Supplied information:
PR #1047, opened 2021-03-18
KASAN: Implementation for AArch64

pj1031999:
KASAN implementation based on mips version.

Depends on #1040.


sys/aarch64/start.S
```diff
@@ -34,6 +34,11 @@ _ENTRY(_start)
 
         BL      aarch64_init
 
+        MOV     x19, x0
+        BL      aarch64_init_boot_stack
+        mov     sp, x0
+        mov     x0, x19
+
```
j-piecuch, line 41: Why do we need to switch to another stack?

j-piecuch (changes requested):

sys/aarch64/pmap.c
```diff
@@ -602,3 +603,31 @@ void pmap_delete(pmap_t *pmap) {
...
+  maxkvaddr = roundup(maxkvaddr, L2_SIZE);
+
+  WITH_MTX_LOCK (&pmap->mtx) {
+    for (va = vm_kernel_end; va < maxkvaddr; va += L2_SIZE)
+      pmap_ensure_pte(pmap, va);
+  }
+
+  /*
+   * kasan_grow calls pmap_kenter which acquires pmap->mtx.
+   * But we are under va_kernel_end_lock from kmem so it's safe to call
```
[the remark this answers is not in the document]
pj1031999: done

sys/aarch64/start.S
pj1031999: First stack is located in low addresses because MMU is disabled. But in `rpi3.c` MMU is enabled and KASAN is working (partially). Stack access is sanitized even if KASAN is not ready. It's hard to disable that because `rpi3.c` calls external functions and we really want to sanitize those functions. Low addresses can't be sanitized in current design so I move kernel into temporary stack in va.
We did it before for mips - #636.

sys/aarch64/boot.c
```diff
@@ -22,9 +23,14 @@ __boot_data void *_bootmem_end;
 /* Kernel page directory entries. */
 paddr_t _kernel_pmap_pde;
 alignas(PAGESIZE) uint8_t _atags[PAGESIZE];
+alignas(PAGESIZE) uint8_t _boot_stack[PAGESIZE];
 
 extern char exception_vectors[];
 extern char hypervisor_vectors[];
+extern size_t _kasan_sanitized_end;
+#if KASAN
+__boot_data static vaddr_t kasan_sanitized_end;
```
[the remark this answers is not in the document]
pj1031999: It is used in `enable_mmu`.

sys/aarch64/boot.c
```diff
@@ -22,9 +23,14 @@ __boot_data void *_bootmem_end;
 /* Kernel page directory entries. */
 paddr_t _kernel_pmap_pde;
 alignas(PAGESIZE) uint8_t _atags[PAGESIZE];
+alignas(PAGESIZE) uint8_t _boot_stack[PAGESIZE];
 
 extern char exception_vectors[];
 extern char hypervisor_vectors[];
+extern size_t _kasan_sanitized_end;
```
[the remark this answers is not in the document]
pj1031999: done

include/aarch64/kasan.h
```diff
@@ -0,0 +1,36 @@
...
+#define KASAN_MD_OFFSET                                                        \
+  (KASAN_MD_SHADOW_START -                                                     \
+   (KASAN_MD_SANITIZED_START >> KASAN_SHADOW_SCALE_SHIFT))
+
+__always_inline static inline int8_t *kasan_md_addr_to_shad(uintptr_t addr) {
+  return (int8_t *)(KASAN_MD_OFFSET + (addr >> KASAN_SHADOW_SCALE_SHIFT));
+}
+
+__always_inline static inline bool kasan_md_addr_supported(uintptr_t addr) {
+  return addr >= KASAN_MD_SANITIZED_START && addr < KASAN_MD_SANITIZED_END;
```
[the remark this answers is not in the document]
pj1031999: Yes and no.
We can't sanitize address greater than `_kasan_sanitized_end` but we should't make any access to that addresses. So in case of KASAN error we will get kernel panic.
For me it was useful during writing that code but if you want I can change that for AArch64 and for mips.

include/aarch64/kasan.h
```diff
@@ -0,0 +1,36 @@
...
+static_assert(KASAN_MD_SHADOW_SIZE % SUPERPAGESIZE == 0,
+              "Shadow memory is described by several full PDEs");
+#define KASAN_MD_SHADOW_END (KASAN_MD_SHADOW_START + KASAN_MD_SHADOW_SIZE)
+
+/* Sanitized memory (accesses within this range are checked) */
+#define KASAN_MD_SANITIZED_START KERNEL_SPACE_BEGIN
+#define KASAN_MD_SANITIZED_SIZE                                                \
+  (KASAN_MD_SHADOW_SIZE << KASAN_SHADOW_SCALE_SHIFT)
+#define KASAN_MD_SANITIZED_END                                                 \
+  (KASAN_MD_SANITIZED_START + KASAN_MD_SANITIZED_SIZE)
```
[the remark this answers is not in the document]
pj1031999: It's related to next comment.

include/aarch64/kasan.h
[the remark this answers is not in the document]
j-piecuch: I don't get it. If we use `KASAN_MD_SANITIZED_END` instead of `_kasan_sanitized_end`, then once `_kasan_sanitized_end` grows beyond `KASAN_MD_SANITIZED_END`, we won't check addresses between the two even though we should.

sys/aarch64/boot.c
```diff
@@ -199,6 +208,39 @@ __boot_text static paddr_t build_page_table(void) {
 
   l0[L0_INDEX(DMAP_BASE)] = (pde_t)l1d | L0_TABLE;
 
+#if KASAN /* Prepare KASAN shadow mappings */
+  kasan_sanitized_end =
+    SUPERPAGESIZE + roundup(va, SUPERPAGESIZE << KASAN_SHADOW_SCALE_SHIFT);
```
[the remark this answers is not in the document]
pj1031999: `init_vm_page` does some weird assumptions.  Without that additional pages it's try to access not mapped pages in shadow map. This is also a reason why I am using `KASAN_MD_SANITIZED_END` instead of `_kasan_sanitized_end`.

sys/aarch64/boot.c
```diff
@@ -199,6 +208,39 @@ __boot_text static paddr_t build_page_table(void) {
...
+  size_t kasan_sanitized_size = kasan_sanitized_end - KASAN_MD_SANITIZED_START;
+  size_t kasan_shadow_size =
+    roundup(kasan_sanitized_size >> KASAN_SHADOW_SCALE_SHIFT, SUPERPAGESIZE);
+  vaddr_t kasan_shadow_end = KASAN_MD_SHADOW_START + kasan_shadow_size;
```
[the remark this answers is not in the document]
pj1031999: I have changed it a bit. Please look if it's enough.

sys/aarch64/boot.c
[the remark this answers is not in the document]
j-piecuch: Hmm... `init_vm_page()` calls `vm_boot_alloc()`, which manually adjusts `vm_kernel_end` without calling `pmap_growkernel()` (which I guess it can't, since page allocation doesn't work yet), so I think it's possible for  `vm_kernel_end` to go past `_kasan_sanitized_end`. Maybe we're enabling KASAN a bit too early?

sys/aarch64/start.S
j-piecuch: Could we return the address of the stack from `aarch64_init()`, in the same way it's done for MIPS? Currently `aarch64_init()` returns `_atags`, but it's a global buffer, so you could declare it as `extern` in `rpi3.c` and use it that way. Then, you could return the new stack pointer from `aarch64_init()`.

sys/aarch64/boot.c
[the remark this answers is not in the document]
j-piecuch: Ok... in `enable_mmu()`, how can you access `kasan_sanitized_end` at the end? The MMU is enabled, and according to `rpi3.ld`, `.boot` sections are at low addresses, but I don't see you mapping those addresses in `build_page_table()`.

sys/aarch64/start.S
pj1031999: done

sys/aarch64/boot.c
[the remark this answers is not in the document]
j-piecuch: Solving this problem is outside the scope of this PR.

include/aarch64/kasan.h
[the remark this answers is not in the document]
pj1031999: KASAN shouldn't grow beyond `KASAN_MD_SANITIZED_END`.
Seriously, before you reach `KASAN_MD_SANITIZED_END` you should be out of physical memory.
And it's useful to sanitize access to memory with va higher than `_kasan_sanitized_end` because it's invalid memory. If you modify `boot.c` in wrong way and set `_kasan_sanitized_end` to incorrect value you still want to get an error "invalid reference to shadow map".
I pushed change with limit for `kasan_grow`. Is it enough for you?

include/aarch64/kasan.h
```diff
@@ -0,0 +1,36 @@
...
+
+/* Part of internal compiler interface */
+#define KASAN_SHADOW_SCALE_SHIFT 3
+
+/* Shadow memory */
+#define KASAN_MD_SHADOW_START 0xffffff0000000000
+#define KASAN_MD_SHADOW_SIZE (1ULL << 30) /* 1 GB */
+static_assert(KASAN_MD_SHADOW_SIZE % SUPERPAGESIZE == 0,
+              "Shadow memory is described by several full PDEs");
+#define KASAN_MD_SHADOW_END (KASAN_MD_SHADOW_START + KASAN_MD_SHADOW_SIZE)
```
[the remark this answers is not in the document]
pj1031999: Partially removed.

include/aarch64/kasan.h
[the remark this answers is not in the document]
j-piecuch: Ok, I see. I was misinterpreting the meaning of `KASAN_MD_SANITIZED_END`: it's the upper limit for the value of `_kasan_sanitized_end`. The name is terrible. Same for `KASAN_MD_SHADOW_SIZE`: It's the __maximum__ shadow size, not the actual shadow size.

sys/aarch64/boot.c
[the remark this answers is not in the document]
pj1031999: It's mapped in first loop - boot sections.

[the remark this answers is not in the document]
j-piecuch: Yes, but the VA that is mapped there starts with `0xffff`, while the address of the boot section in `rpi3.ld` is `0x200000`. How does that work?

sys/aarch64/boot.c
```diff
@@ -199,6 +208,39 @@ __boot_text static paddr_t build_page_table(void) {
...
+    SUPERPAGESIZE + roundup2(va - KASAN_MD_SANITIZED_START,
+                             SUPERPAGESIZE * KASAN_SHADOW_SCALE_SIZE);
+  size_t kasan_shadow_size = kasan_sanitzied_size / KASAN_SHADOW_SCALE_SIZE;
+  vaddr_t kasan_shadow_end = KASAN_MD_SHADOW_START + kasan_shadow_size;
+  va = KASAN_MD_SHADOW_START;
+  kasan_sanitized_end = KASAN_MD_SANITIZED_START + kasan_sanitzied_size;
+  /* Allocate physical memory for shadow area */
+  pa = (paddr_t)bootmem_alloc(kasan_shadow_size);
+
+  while (va < kasan_shadow_end) {
```
hadarai, line 222: Maybe you should add more comments to this loop and checks inside. At least what whole loop is doing.
Variable name `va` hardly suggests that it's about "start" of some kasan_shadow, you should rename it.

build/arch.aarch64.mk
```diff
@@ -5,7 +5,17 @@ ELFTYPE := elf64-littleaarch64
 ELFARCH := aarch64
 
 ifeq ($(KERNEL), 1)
+KASAN ?= 0
 CFLAGS += -mcpu=cortex-a53+nofp -march=armv8-a+nofp -mgeneral-regs-only
+ifeq ($(KASAN), 1)
+  # Added to files that are sanitized
+  CFLAGS_KASAN = -fsanitize=kernel-address \
+				 -fasan-shadow-offset=0xe0001f0000000000 \
+                 --param asan-globals=1 \
```
jpszczolowski, line 14: Inconsistent indentation of `-fasan-shadow-offset`

sys/aarch64/start.S
```diff
@@ -33,6 +33,8 @@ _ENTRY(_start)
         MOV     sp, x3
 
         BL      aarch64_init
+        /* Temporary stack in VA. */
+        mov     sp, x0
```
jpszczolowski, line 38: Could you please add a comment somewhere (maybe here) explaining why we need a boot stack in proper virtual addresses for KASAN? I should've left such comment myself and you wouldn't fall into the trap of the kernel exploding while trying to access stack variables.

sys/aarch64/boot.c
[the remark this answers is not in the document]
pj1031999: Ok, let's assume that `kasan_sanitized_end` is located at 0x201xxx - it's true for many builds.
It's also true that we create mapping for 0xffff000000201000 in that loop.

Let's do page table walk
kernel virtual address: `0b1111111111111111000000000000000000000000001000000001` (without last 12 bits)
`kasan_sanitized_end`: `0b1000000001` (without last 12 bits)
L3 step: `0b111111111`
L2 step: `0b111111111000000000`
L1 step: `0b111111111000000000000000000`
L0 step: `0b111111111000000000000000000000000000`

So
`L0_INDEX(va) = 0 = L0_INDEX(kasan_sanitized_end)`
`L1_INDEX(va) = 0 = L1_INDEX(kasan_sanitized_end)`
`L2_INDEX(va) = 1 = L2_INDEX(kasan_sanitized_end)`
`L3_INDEX(va) = 1 = L3_INDEX(kasan_sanitized_end)`

Is it clear for you?

include/aarch64/kasan.h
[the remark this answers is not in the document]
pj1031999: Maybe `KASAN_MD_MAX_SHADOW_SIZE`?
I'm open to your suggestions.

build/arch.aarch64.mk
pj1031999: I have fixed that but I think that something is still broken and git create wrong diff.
Please look at [sources](https://github.com/pj1031999/mimiker/blob/aarch64-kasan/build/arch.aarch64.mk) -- I have added extra spaces.

sys/aarch64/start.S
pj1031999: Done.
Please check if it's enough.

sys/aarch64/boot.c
pj1031999: No I shouldn't - it's standard walk through page table and function name is `build_page_table`. There is noting more to say about that.
`va` is standard name for virtual address and it __is__ a virtual address. It's common pattern to use `va` in boot and pmap code.

build/arch.aarch64.mk
jpszczolowski: I mean, it's not a big deal :smile: , but I think the problem is that other lines have spaces only, and -`fasan-shadow-offset` has both tabs and spaces
image

sys/aarch64/start.S
jpszczolowski: :+1:

sys/aarch64/boot.c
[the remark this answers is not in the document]
j-piecuch: I understand how page table walking works, and I understand that only the low 48 bits of the virtual address are used to index the page table (9 + 9 + 9 + 9 + 12 = 48). I was therefore curious why kernel addresses have the highest bits set to `0xffff` - these bits shouldn't matter for address translation. I had to read up on ARM documentation to find out that there are two separate page table base registers: `TTBR_EL0` for the range `0x0000_0000_0000_0000`-`0x0000_ffff_ffff_ffff`, and `TTBR_EL1` for the range `0xffff_0000_0000_0000` to `0xffff_ffff_ffff_ffff`. In `enable_mmu()` you set these two registers to the same value, and that's how you're able to access variables in `.boot`.

include/aarch64/kasan.h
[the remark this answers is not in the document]
j-piecuch: Yes, `KASAN_MD_MAX_SHADOW_SIZE` and `KASAN_MD_MAX_SANITIZED_END` are ok.

sys/aarch64/boot.c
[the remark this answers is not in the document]
pj1031999: Yes, you are right.
I misunderstand your question and I thought that you asked about where it is mapped.
Sorry for that.

Ok, so is it enough? Or do you still want to do something with `kasan_sanitized_end`?

include/aarch64/kasan.h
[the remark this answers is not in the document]
pj1031999: done

build/arch.aarch64.mk
pj1031999: Ok, I retabed that file, but other files in `build` are still broken.
We have `vim: tabstop=8 shiftwidth=8 noexpandtab:` in that files but we are using 2 spaces.
@cahirwpz  could you look at that?

sys/aarch64/boot.c
```diff
@@ -199,6 +208,39 @@ __boot_text static paddr_t build_page_table(void) {
 
   l0[L0_INDEX(DMAP_BASE)] = (pde_t)l1d | L0_TABLE;
 
+#if KASAN /* Prepare KASAN shadow mappings */
+  size_t kasan_sanitzied_size =
```
j-piecuch, line 212: `sanitzied -> sanitized`

sys/aarch64/boot.c
```diff
@@ -199,6 +208,39 @@ __boot_text static paddr_t build_page_table(void) {
...
+    SUPERPAGESIZE + roundup2(va - KASAN_MD_SANITIZED_START,
+                             SUPERPAGESIZE * KASAN_SHADOW_SCALE_SIZE);
+  size_t kasan_shadow_size = kasan_sanitzied_size / KASAN_SHADOW_SCALE_SIZE;
+  vaddr_t kasan_shadow_end = KASAN_MD_SHADOW_START + kasan_shadow_size;
+  va = KASAN_MD_SHADOW_START;
+  kasan_sanitized_end = KASAN_MD_SANITIZED_START + kasan_sanitzied_size;
```
j-piecuch, line 218: We could get rid of the `kasan_sanitized_end` intermediate global variable if we do this:
```suggestion
  /* XXX _kasan_sanitized_end is at a high address which is not mapped yet,
   * so we access it using its physical address instead. */
  *(vaddr_t *)AARCH64_PHYSADDR(&_kasan_sanitized_end) =
    KASAN_MD_SANITIZED_START + kasan_sanitized_size;
```

sys/aarch64/boot.c
```diff
@@ -199,6 +208,39 @@ __boot_text static paddr_t build_page_table(void) {
...
+    if (l1k[L1_INDEX(va)] == 0)
+      l1k[L1_INDEX(va)] = (pde_t)bootmem_alloc(PAGESIZE) | L1_TABLE;
+
+    pde_t *l2k = (pde_t *)PTE_FRAME_ADDR(l1k[L1_INDEX(va)]);
+    if (l2k[L2_INDEX(va)] == 0)
+      l2k[L2_INDEX(va)] = (pde_t)bootmem_alloc(PAGESIZE) | L2_TABLE;
+
+    pde_t *l3k = (pde_t *)PTE_FRAME_ADDR(l2k[L2_INDEX(va)]);
+
+    for (int j = 0; j < PT_ENTRIES; j++) {
```
j-piecuch, line 236:
```suggestion
    for (int j = 0; va < kasan_shadow_end && j < PT_ENTRIES; j++) {
```

j-piecuch (changes requested):

sys/aarch64/boot.c
pj1031999: fixed

sys/aarch64/boot.c
```diff
@@ -199,6 +207,42 @@ __boot_text static paddr_t build_page_table(void) {
...
+
+    pde_t *l3k = (pde_t *)PTE_FRAME_ADDR(l2k[L2_INDEX(va)]);
+
+    for (int j = 0; va < kasan_shadow_end && j < PT_ENTRIES; j++) {
+      l3k[L3_INDEX(va)] = pa | ATTR_AP_RW | ATTR_XN | pte_default;
+      va += PAGESIZE;
+      pa += PAGESIZE;
+    }
+  }
+#endif /* !KASAN */
```
j-piecuch, line 244: I believe the convention is for the comment to state the condition of the corresponding `#if`, not its negation.
```suggestion
#endif /* KASAN */
```

sys/aarch64/start.S
```diff
@@ -33,6 +33,15 @@ _ENTRY(_start)
         MOV     sp, x3
 
         BL      aarch64_init
+        /* 
+         * Temporary stack in VA.
+         * It's needed because in rpi3.c accesses to stack are instrumented
+         * and KASAN works only for virtuall addresses.
```
j-piecuch, line 39:
```suggestion
         * and KASAN works only for virtual addresses.
```

sys/aarch64/start.S
```diff
@@ -33,6 +33,15 @@ _ENTRY(_start)
...
+         * Stack instrumentation is done directly by GCC not by our code so
+         * we can't disable KASAN for that file in simply way because we call
```
j-piecuch, line 41:
```suggestion
         * we can't disable KASAN for that file in a simple way because we call
```

j-piecuch (changes requested):

sys/aarch64/boot.c
```diff
@@ -22,9 +23,13 @@ __boot_data void *_bootmem_end;
 /* Kernel page directory entries. */
 extern paddr_t _kernel_pmap_pde;
 alignas(PAGESIZE) uint8_t _atags[PAGESIZE];
+static alignas(PAGESIZE) uint8_t _boot_stack[PAGESIZE];
 
 extern char exception_vectors[];
 extern char hypervisor_vectors[];
+#if KASAN
+extern size_t _kasan_sanitized_end;
+#endif
```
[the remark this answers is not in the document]
pj1031999: done

pj1031999:
After merge with master something is broken with `_pcpu_data`.

sys/aarch64/boot.c
pj1031999: I'm not sure.  It looks like we don't stick to any convention in `.c` files but I agree with you and I will commit your suggestion.

```
kern/vm_physmem.c
71:#endif

kern/mutex.c
22:#endif
35:#endif
77:#endif

kern/malloc.c
19:#endif /* !KASAN */
102:#endif
369:#endif
415:#endif /* !KASAN */

kern/vmem.c
205:#endif

kern/main.c
90:#endif

kern/Makefile
89:endif

kern/lockdep.c
284:#endif

kern/pool.c
25:#endif
45:#endif
83:#endif /* !KASAN */
219:#endif /* !KASAN */
267:#endif

mips/boot.c
124:#endif /* !KASAN */
141:#endif /* !KASAN */

aarch64/boot.c
55:#endif

aarch64/evec.S
66:.endif
80:.endif
84:.endif
110:.endif

tests/utest.c
132:#endif
141:#endif
149:#endif
166:#endif

tests/vm_map.c
14:#endif
18:#endif

tests/sched.c
43:#endif
97:#endif

tests/pool.c
39:#endif

libkern/stdio/scanf.c
404:#endif
```

sys/kern/kasan.c
```diff
@@ -8,6 +8,7 @@
 #include <sys/vm.h>
 #include <machine/vm_param.h>
 #include <machine/kasan.h>
+#include <machine/pmap.h>
```
franciscozdo, line 11: Why do you need this header here?

franciscozdo (changes requested):
I have question about one header. Beside that lgtm.

sys/kern/kasan.c
pj1031999: deleted

include/mips/pmap.h
```diff
@@ -1,10 +1,6 @@
 #ifndef _MIPS_PMAP_H_
 #define _MIPS_PMAP_H_
 
-#ifndef _MACHDEP
-#error "Do not use this header file outside kernel machine dependent code!"
-#endif
-
```
franciscozdo, line 7: A I right that you can now restore this lines?

franciscozdo (changes requested):

include/mips/pmap.h
pj1031999: restored

j-piecuch (approved):

pj1031999:
> After merge with master something is broken with `_pcpu_data`.

It's related to kernel stack overflow and vmem code.

franciscozdo (approved):

cahirwpz (approved):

Task brief: Return every line of the listing that has the word "variables" in it.

Written answer:
jpszczolowski, line 38: Could you please add a comment somewhere (maybe here) explaining why we need a boot stack in proper virtual addresses for KASAN? I should've left such comment myself and you wouldn't fall into the trap of the kernel exploding while trying to access stack variables.
j-piecuch: I understand how page table walking works, and I understand that only the low 48 bits of the virtual address are used to index the page table (9 + 9 + 9 + 9 + 12 = 48). I was therefore curious why kernel addresses have the highest bits set to `0xffff` - these bits shouldn't matter for address translation. I had to read up on ARM documentation to find out that there are two separate page table base registers: `TTBR_EL0` for the range `0x0000_0000_0000_0000`-`0x0000_ffff_ffff_ffff`, and `TTBR_EL1` for the range `0xffff_0000_0000_0000` to `0xffff_ffff_ffff_ffff`. In `enable_mmu()` you set these two registers to the same value, and that's how you're able to access variables in `.boot`.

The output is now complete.